Task directions:
The answer is to be an exact copy of the lines below running from the line with "PR #668, opened 2024-04-24" down to the line with "Also, when generating", both ends included, and nothing more.

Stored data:
- - - - -

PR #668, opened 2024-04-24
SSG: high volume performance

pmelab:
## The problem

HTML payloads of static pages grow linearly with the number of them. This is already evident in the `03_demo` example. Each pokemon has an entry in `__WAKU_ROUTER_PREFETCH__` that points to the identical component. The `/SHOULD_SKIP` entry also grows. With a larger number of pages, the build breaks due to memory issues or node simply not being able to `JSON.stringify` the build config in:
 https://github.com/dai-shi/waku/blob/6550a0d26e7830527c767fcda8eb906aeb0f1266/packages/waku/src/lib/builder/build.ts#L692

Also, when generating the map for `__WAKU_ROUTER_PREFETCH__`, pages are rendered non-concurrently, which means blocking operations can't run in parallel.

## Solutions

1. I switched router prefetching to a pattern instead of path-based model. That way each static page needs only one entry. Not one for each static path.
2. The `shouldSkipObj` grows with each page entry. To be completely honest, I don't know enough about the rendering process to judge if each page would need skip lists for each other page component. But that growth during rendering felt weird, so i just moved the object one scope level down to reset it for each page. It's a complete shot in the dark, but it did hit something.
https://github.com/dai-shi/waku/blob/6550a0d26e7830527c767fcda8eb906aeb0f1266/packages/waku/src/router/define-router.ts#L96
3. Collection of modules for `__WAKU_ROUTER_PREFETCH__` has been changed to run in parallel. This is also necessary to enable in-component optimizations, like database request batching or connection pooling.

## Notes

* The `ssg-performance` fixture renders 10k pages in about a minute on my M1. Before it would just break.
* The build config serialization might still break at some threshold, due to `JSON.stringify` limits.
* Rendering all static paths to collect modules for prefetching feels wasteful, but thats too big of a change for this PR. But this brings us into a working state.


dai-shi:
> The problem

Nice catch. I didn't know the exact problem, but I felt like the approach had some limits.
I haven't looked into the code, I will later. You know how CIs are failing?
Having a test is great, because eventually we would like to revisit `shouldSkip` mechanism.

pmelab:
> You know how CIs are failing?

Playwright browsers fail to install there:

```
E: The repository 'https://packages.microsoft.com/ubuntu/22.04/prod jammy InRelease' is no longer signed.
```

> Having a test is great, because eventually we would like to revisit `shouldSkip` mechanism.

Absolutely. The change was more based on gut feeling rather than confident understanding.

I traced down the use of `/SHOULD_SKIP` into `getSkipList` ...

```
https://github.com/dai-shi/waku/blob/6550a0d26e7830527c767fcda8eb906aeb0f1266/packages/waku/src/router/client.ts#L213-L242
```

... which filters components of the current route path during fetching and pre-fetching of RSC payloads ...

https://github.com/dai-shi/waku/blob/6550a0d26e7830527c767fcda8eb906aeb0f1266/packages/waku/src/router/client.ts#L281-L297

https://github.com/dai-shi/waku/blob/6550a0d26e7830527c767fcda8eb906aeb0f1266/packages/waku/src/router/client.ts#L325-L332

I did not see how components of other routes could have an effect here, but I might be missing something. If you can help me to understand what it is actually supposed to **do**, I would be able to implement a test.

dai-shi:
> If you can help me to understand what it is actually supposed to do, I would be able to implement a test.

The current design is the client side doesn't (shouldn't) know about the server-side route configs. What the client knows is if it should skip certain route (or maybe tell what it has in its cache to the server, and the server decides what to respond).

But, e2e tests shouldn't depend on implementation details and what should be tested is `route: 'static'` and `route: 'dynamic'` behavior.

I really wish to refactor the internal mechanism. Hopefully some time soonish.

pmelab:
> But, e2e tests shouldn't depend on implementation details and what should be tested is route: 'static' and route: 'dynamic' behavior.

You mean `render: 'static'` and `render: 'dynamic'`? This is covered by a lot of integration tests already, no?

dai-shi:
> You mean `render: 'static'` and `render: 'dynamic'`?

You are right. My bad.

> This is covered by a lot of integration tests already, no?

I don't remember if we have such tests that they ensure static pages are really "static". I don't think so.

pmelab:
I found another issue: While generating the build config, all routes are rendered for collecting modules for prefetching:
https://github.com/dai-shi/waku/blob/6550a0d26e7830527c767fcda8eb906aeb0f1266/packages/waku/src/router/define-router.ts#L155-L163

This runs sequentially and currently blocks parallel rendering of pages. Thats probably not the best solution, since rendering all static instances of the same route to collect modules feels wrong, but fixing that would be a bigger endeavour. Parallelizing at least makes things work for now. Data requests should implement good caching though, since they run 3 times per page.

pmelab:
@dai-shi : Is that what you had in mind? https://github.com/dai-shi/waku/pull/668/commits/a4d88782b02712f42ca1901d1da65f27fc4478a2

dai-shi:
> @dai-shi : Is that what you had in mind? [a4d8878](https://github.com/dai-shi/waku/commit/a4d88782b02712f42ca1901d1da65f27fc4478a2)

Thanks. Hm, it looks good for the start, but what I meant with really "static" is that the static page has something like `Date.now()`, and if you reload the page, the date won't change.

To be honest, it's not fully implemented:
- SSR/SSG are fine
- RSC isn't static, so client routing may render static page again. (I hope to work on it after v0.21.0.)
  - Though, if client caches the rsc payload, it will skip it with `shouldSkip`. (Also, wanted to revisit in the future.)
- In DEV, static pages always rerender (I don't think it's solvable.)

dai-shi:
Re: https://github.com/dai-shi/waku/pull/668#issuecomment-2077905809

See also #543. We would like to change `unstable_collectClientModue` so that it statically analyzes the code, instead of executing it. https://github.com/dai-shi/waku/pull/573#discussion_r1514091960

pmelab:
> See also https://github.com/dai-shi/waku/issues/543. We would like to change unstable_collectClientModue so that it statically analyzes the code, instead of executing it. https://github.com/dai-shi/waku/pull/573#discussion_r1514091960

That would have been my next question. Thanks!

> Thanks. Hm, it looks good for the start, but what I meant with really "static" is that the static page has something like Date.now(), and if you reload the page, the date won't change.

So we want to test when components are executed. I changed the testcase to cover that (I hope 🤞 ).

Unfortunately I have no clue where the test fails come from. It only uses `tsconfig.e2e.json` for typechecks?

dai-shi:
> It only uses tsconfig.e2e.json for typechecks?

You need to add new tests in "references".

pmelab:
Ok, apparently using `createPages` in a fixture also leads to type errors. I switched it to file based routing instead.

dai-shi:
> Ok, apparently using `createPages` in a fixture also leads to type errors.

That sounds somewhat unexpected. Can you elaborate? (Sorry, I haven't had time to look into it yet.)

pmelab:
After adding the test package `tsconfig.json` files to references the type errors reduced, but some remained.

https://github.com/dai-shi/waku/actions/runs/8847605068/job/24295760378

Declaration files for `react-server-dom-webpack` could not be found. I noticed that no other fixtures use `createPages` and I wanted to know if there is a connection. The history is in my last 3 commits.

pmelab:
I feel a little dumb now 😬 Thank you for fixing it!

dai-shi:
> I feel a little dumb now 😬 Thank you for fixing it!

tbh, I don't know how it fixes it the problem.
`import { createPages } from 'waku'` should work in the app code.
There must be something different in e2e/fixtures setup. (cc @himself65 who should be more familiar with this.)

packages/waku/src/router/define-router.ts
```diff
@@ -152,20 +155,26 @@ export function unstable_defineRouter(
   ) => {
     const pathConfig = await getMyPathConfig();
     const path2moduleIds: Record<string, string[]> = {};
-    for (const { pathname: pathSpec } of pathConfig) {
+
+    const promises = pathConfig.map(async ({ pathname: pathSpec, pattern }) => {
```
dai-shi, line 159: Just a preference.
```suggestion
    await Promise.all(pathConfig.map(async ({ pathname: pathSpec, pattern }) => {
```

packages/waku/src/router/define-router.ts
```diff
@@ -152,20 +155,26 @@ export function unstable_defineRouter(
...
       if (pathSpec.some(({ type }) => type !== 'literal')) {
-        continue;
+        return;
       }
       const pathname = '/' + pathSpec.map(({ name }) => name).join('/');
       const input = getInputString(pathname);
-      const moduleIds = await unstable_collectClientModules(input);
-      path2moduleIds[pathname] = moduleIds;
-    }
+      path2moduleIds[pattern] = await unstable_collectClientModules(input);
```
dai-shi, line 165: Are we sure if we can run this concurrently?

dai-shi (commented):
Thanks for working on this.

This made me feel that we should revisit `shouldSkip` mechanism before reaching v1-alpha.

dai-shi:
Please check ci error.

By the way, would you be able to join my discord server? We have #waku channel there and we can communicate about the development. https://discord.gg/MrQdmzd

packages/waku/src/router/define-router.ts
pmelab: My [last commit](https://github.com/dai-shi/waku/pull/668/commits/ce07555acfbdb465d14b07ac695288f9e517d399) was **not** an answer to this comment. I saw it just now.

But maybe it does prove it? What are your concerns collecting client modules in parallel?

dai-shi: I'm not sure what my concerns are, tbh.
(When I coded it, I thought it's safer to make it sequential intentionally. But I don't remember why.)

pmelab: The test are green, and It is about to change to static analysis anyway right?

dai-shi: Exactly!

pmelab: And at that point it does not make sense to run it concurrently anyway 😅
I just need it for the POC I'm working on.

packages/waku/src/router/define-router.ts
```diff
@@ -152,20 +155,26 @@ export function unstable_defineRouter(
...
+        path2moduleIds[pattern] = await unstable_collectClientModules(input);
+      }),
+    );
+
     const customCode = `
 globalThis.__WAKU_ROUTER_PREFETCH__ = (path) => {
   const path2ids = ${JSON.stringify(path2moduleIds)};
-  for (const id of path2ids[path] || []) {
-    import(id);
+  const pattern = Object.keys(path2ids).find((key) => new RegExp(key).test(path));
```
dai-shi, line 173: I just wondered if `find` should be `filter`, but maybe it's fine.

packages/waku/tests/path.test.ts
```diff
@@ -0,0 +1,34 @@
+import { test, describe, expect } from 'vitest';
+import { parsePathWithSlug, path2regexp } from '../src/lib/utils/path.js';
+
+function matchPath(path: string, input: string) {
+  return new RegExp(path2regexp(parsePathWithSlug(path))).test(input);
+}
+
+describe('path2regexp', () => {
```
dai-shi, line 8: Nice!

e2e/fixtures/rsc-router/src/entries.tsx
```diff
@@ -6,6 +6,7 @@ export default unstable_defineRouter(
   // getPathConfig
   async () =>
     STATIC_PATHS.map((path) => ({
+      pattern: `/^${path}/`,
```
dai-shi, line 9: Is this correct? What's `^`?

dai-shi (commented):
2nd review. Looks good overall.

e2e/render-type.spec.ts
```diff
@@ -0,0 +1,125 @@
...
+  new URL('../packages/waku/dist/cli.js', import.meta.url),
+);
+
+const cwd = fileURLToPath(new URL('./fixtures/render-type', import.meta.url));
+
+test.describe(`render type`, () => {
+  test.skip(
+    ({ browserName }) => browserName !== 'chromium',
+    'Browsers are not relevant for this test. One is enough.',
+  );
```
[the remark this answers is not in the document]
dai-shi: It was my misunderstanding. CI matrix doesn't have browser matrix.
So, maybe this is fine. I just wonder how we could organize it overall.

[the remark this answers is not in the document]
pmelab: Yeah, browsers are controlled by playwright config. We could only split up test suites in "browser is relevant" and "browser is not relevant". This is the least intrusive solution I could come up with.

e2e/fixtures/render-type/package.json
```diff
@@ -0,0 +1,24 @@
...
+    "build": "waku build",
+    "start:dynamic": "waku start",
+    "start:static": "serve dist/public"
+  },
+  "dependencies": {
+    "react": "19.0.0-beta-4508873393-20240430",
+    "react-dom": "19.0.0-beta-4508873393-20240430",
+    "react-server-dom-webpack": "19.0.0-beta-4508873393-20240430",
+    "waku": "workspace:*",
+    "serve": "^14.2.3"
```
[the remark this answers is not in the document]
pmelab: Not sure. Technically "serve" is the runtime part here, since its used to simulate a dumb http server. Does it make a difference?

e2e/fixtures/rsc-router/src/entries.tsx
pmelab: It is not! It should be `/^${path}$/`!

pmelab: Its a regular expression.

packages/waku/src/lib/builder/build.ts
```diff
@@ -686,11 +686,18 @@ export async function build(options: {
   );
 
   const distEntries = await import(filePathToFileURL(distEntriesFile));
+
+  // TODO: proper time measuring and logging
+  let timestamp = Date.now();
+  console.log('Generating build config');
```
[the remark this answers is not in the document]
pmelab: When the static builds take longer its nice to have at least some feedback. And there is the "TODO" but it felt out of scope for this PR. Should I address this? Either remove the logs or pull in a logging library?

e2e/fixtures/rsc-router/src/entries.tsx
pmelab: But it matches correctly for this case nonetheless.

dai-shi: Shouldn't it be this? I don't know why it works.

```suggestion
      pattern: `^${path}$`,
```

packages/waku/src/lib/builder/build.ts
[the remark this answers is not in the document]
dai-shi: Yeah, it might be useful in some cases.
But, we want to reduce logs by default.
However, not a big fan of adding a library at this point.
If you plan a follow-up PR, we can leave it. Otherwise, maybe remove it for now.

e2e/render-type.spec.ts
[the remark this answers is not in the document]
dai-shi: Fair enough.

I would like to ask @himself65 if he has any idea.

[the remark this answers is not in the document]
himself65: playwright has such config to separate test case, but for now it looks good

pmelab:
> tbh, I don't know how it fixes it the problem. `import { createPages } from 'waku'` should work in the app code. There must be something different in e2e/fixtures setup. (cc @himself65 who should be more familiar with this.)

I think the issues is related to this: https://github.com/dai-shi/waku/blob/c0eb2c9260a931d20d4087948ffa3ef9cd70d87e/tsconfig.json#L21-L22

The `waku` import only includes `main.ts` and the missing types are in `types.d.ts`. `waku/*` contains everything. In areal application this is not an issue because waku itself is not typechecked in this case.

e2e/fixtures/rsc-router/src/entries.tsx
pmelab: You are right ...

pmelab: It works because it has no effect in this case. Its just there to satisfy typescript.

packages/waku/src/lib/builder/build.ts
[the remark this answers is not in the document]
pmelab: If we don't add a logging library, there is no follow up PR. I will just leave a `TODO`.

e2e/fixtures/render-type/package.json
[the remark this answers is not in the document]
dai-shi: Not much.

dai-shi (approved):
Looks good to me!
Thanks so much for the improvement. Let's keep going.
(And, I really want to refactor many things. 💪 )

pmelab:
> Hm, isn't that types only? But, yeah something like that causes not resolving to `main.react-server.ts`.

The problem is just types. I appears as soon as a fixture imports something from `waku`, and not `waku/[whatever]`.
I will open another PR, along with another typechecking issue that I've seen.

- - - - -

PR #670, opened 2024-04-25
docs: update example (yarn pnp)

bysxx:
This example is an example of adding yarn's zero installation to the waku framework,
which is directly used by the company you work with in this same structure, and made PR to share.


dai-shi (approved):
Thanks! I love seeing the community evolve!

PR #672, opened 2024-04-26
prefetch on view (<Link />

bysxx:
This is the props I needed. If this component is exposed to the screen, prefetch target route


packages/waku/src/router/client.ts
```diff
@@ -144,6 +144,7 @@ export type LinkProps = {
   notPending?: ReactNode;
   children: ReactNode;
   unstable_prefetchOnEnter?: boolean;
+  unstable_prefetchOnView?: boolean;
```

- - - - -

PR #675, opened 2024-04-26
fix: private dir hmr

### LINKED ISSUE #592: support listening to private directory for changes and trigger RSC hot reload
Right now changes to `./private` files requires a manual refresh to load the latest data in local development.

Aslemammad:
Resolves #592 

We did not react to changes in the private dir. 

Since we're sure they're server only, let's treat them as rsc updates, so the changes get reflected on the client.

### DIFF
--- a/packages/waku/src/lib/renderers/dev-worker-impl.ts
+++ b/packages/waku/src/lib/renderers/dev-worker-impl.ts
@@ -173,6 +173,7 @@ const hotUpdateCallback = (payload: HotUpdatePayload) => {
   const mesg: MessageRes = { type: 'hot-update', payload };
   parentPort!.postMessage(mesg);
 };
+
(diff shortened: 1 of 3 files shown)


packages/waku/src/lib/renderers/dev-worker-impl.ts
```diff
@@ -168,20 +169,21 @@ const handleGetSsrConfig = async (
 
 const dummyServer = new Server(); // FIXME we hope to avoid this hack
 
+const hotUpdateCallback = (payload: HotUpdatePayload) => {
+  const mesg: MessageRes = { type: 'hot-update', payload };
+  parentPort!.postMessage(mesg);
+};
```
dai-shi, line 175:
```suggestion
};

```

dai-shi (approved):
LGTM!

- - - - -

Exercise response:
PR #668, opened 2024-04-24
SSG: high volume performance

pmelab:
## The problem

HTML payloads of static pages grow linearly with the number of them. This is already evident in the `03_demo` example. Each pokemon has an entry in `__WAKU_ROUTER_PREFETCH__` that points to the identical component. The `/SHOULD_SKIP` entry also grows. With a larger number of pages, the build breaks due to memory issues or node simply not being able to `JSON.stringify` the build config in:
 https://github.com/dai-shi/waku/blob/6550a0d26e7830527c767fcda8eb906aeb0f1266/packages/waku/src/lib/builder/build.ts#L692

Also, when generating the map for `__WAKU_ROUTER_PREFETCH__`, pages are rendered non-concurrently, which means blocking operations can't run in parallel.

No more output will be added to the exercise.